Sungguh, para wanita pengumbar aurat yang kini bertebaran di mana-mana, patut disadarkan jiwanya. Jangan-jangan dia selama ini telah turut andil besar mensupport terjadinya berbagai aksi ‘kejahatan syahwat’ yang kini makin nggegirisi terpampang sepanjang hari. Pemerkosaan, prostitusi, incest, video mesum, selingkuh…! Pamer aurat yang mereka banggakan selama ini telah ‘sukses’ membenamkan banyak orang ke dalam dengusan syahwat! Dan, mereka pun jauh-jauh hari telah sukses membantai rasa malu yang seharusnya menghiasi hati para wanita suci. Matinya rasa malu akan disusul dengan sekarat iman yang sungguh mengerikan. Tatkala iman telah ‘sekarat’, jiwa pun akan selalu mendorong untuk berbuat semaunya, termasuk berakrab-akrab dengan syahwat!! Na’udzubillah.

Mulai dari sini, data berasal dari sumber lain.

PR #1199, opened 2021-01-26
Some AGCNR tweaks

DeltaFire15:
## About The Pull Request
While using the AGCNR & seeing it in operation quite some times, I noticed a few problems with it:
1. Frequent atmos lag can cause the reactor to slowly take damage due to it not having enough coolant for a single tick every now and then.
2. Some meltdown types can be absurdly fast from no danger to 'blowout time', with zero possible counterplay as you have ~5-10 seconds to react (Which is not enough even if by chance you are close to the reactor control room at that time)
3. One can chain doafters when fixing the reactor to fix it more than should be possible.

For the first issue, I made it so it require five ticks without enough moles to start accumulating damage due to low coolant. This number goes down twice as fast when there *is* enough coolant, so it takes half as much time with coolant as you were without to get it back to 0.

For the second, I capped the amount of integrity damage heat / pressure can cause, making it so you get at least 40 seconds when it is melting, or 45 if it is having critical pressure (assuming your reactor was at full integrity before). **These values are not final, if that seems like too much time, I can lower them.**

And lastly, for the third, I added a check preventing bypassing of the integrity threshold.

## Why It's Good For The Game
These tweaks should address a few issues the AGCNR has, which should make it better to work with.

## Changelog
:cl:
tweak: The AGCNR now only starts taking damage from having low coolant amounts after a few seconds have passed with that condition.
tweak: Added a cap to AGCNR meltdown speed, giving engineering some time to react.
fix: Repairing the AGCNR's vessel can no longer be cheesed by chaining doafters.
/:cl:

### DIFF
--- a/nsv13/code/modules/power/rbmk.dm
+++ b/nsv13/code/modules/power/rbmk.dm
@@ -395,7 +395,7 @@ The reactor CHEWS through moderator. It does not do this slowly. Be very careful
 	if(temperature >= RBMK_TEMPERATURE_CRITICAL)
 		alert = TRUE
 		if(temperature >= RBMK_TEMPERATURE_MELTDOWN)
-			var/temp_damage = min(pressure/100, initial(vessel_integrity)/40)	//40 seconds to meltdown from full integrity, worst-case. Bit less than blowout since it's harder to spike heat that much.
+			var/temp_damage = min(temperature/100, initial(vessel_integrity)/40)	//40 seconds to meltdown from full integrity, worst-case. Bit less than blowout since it's harder to spike heat that much.
 			vessel_integrity -= temp_damage
 			if(vessel_integrity <= temp_damage) //It wouldn't be able to tank another hit.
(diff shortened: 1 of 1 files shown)


nsv13/code/modules/power/rbmk.dm
```diff
@@ -190,6 +193,9 @@ The reactor CHEWS through moderator. It does not do this slowly. Be very careful
 			to_chat(user, "<span class='notice'>[src]'s reactor vessel is cracked and worn, you need to repair the cracks with a welder before you can repair the seals.</span>")
 			return FALSE
 		if(do_after(user, 5 SECONDS, target=src))
+			if(vessel_integrity >= 350)	//They might've stacked doafters
```
Jalleo, line 196: Nice catch.

Jalleo (commented):
Seems good to testmerge.

Kmc2000 (approved):

PR #1219, opened 2021-01-31
Rewards antags with torps even if they redtext, disables greentext torps

DrSirKnight:
## About The Pull Request

Makes it so antags get 200 torps on roundend. Disables them from getting torps for greentexting.

First time actually coding something for byond so it's probably shitcode.

## Why It's Good For The Game

Only giving torps for greentexting encourages rushing objectives and disencourages creativity. By disabling greentext torps you are more encouraged to do objectives in creative ways even if they lead to death.

## Changelog
:cl:
tweak: Replaced greentext torps with torps for being a antagonist that are awarded at roundend
/:cl:

### DIFF
--- a/code/__DEFINES/metacoin.dm
+++ b/code/__DEFINES/metacoin.dm
@@ -12,3 +12,5 @@
 #define METACOIN_NOTSURVIVE_REWARD       10
 /// Rewarded when you are alive and active for 10 minutes
 #define METACOIN_TENMINUTELIVING_REWARD  4
+/// Rewarded for being a antagonist - NSV13
+#define METACOIN_ANTAGONIST_REWARD 200
--- a/code/__HELPERS/roundend.dm
+++ b/code/__HELPERS/roundend.dm
@@ -90,6 +90,7 @@
 	var/list/team_ids = list()
 
 	var/list/greentexters = list()
+	var/list/antagonist_list = list() // NSV13 - List of antags for metacoins
 
 	for(var/datum/antagonist/A in GLOB.antagonists)
 		if(!A.owner)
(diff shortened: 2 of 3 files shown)


Jalleo (changes requested):
Code looks good but Kmc needs to review and to decide if its too much coin for the antags and choose what amount.
It does need a few extra //NSV13 code here statements just to help reduce the chance of issues when upstream merging.
Edit: And if this is a good idea or not.

Bokkiewokkie:
I think just giving torps for completing the "survive the shift" or "die a glorious death" objectives would be better instead of just letting people roll for traitor and then suicide for free torps.

DrSirKnight:
> 
> 
> I think just giving torps for completing the "survive the shift" or "die a glorious death" objectives would be better instead of just letting people roll for traitor and then suicide for free torps.

If you suicide as a antag you'll probably end up in trouble with the admins anyways

> 
> 
> Code looks good but Kmc needs to review and to decide if its too much coin for the antags and choose what amount.

The default amount is also 200, but we'll see what KMC thinks

Omppusolttu:
> The default amount is also 200, but we'll see what KMC thinks

Note that not everyone gets torps, and that is a fact the system might be balanced around.

Vasily2013:
I'm pretty sure normal antags already get torps for being antag. I could be wrong about that, but in any sense, torps for greentext are your motivation to greentext other than "it's greentext." In my opinion this is also a contradiction to antag policy.

DrSirKnight:
> 
> 
> I'm pretty sure normal antags already get torps for being antag. I could be wrong about that, but in any sense, torps for greentext are your motivation to greentext other than "it's greentext." In my opinion this is also a contradiction to antag policy.

You don't get torps for being a antag. The reason I've done this is because being a antag shouldn't entirely be about greentexting. It should be about making the round fun! And by awarding greentexting, you're only telling people that the way to win is doing the generic meta traitor strats. If people weren't awarded for greentext they'd be far more open to going with creative approaches towards their objectives, even if it may result in failure.

Jalleo:
On further reflection and due to Kmc not looking at this PR and the lackluster and reported aspects of people saying that just by surviving they would get torps. This PR is redundant and gets closed. Its cosmetics. If there were non cosmetic items torps would then be power gamed and we would be having a fair amount of people just flat out green-texting for specific items. We dont have that happening.
People choose how to play as antags. Not the mechanics. Its a simple gimmick.
The only thing that isnt is a antag token which is a LOT of points for a reason. 200 is a hefty amount to give out alongside surviving a round.

PR #1227, opened 2021-02-05
(Probably) fixes Search & Destroy AI goals

DeltaFire15:
## About The Pull Request
Testmerge this first. It worked on local but might have overlooked something yadda yadda.

Anyway, the main things this PR does are
a) Actually removing ships from their fleet taskforce once they get destroyed, as that didn't work before due to byond things.
b) Making the 'Defend' aka stand around goal not runtime without targets.
c) Tweaking the Defend goal to also get priority 0 if all the supply ships got destroyed, so the ships go hunting down the guys that destroyed their supply line instead.

Additionally, it adds a small thing to the overmap_explode proc (just a early return in case there are no areas), aswell as compressing the Destroy() proc of overmap ships from THREE procs in THREE seperate files down into one in overmap.dm

## Why It's Good For The Game
Search and destroy working as intended is probably a good thing.
The other stuff's just small changes that shouldn't be negative.

## Changelog
:cl:
code: overmap structures no longer have their Destroy() split into three seperate procs.
fix: Ships should now behave as intended in regards to their search & destroy AI goal.
/:cl:

### DIFF
--- a/nsv13/code/modules/overmap/ai-skynet2.dm
+++ b/nsv13/code/modules/overmap/ai-skynet2.dm
@@ -717,20 +717,28 @@ GLOBAL_LIST_EMPTY(ai_goals)
 	score = AI_SCORE_DEFAULT
 
 /datum/ai_goal/seek/check_score(obj/structure/overmap/OM)
+	message_admins("Running checks for search & destroy, for object [OM]")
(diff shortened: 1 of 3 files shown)


Kmc2000 (approved):
Didn't see any issues at testmerge phase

Wanita Beriman, Wanita Pemalu
Wahb bin Munabbih bertutur, “Iman itu telanjang, pakaiannya takwa, perhiasannya malu, dan hartanya adalah ‘iffah (menjaga kehormatan).” Maka, wanita beriman adalah wanita anggun-memesona yang selalu berhiaskan takwa, rasa malu dan ‘iffah dalam hidupnya. (Muhammad Albani)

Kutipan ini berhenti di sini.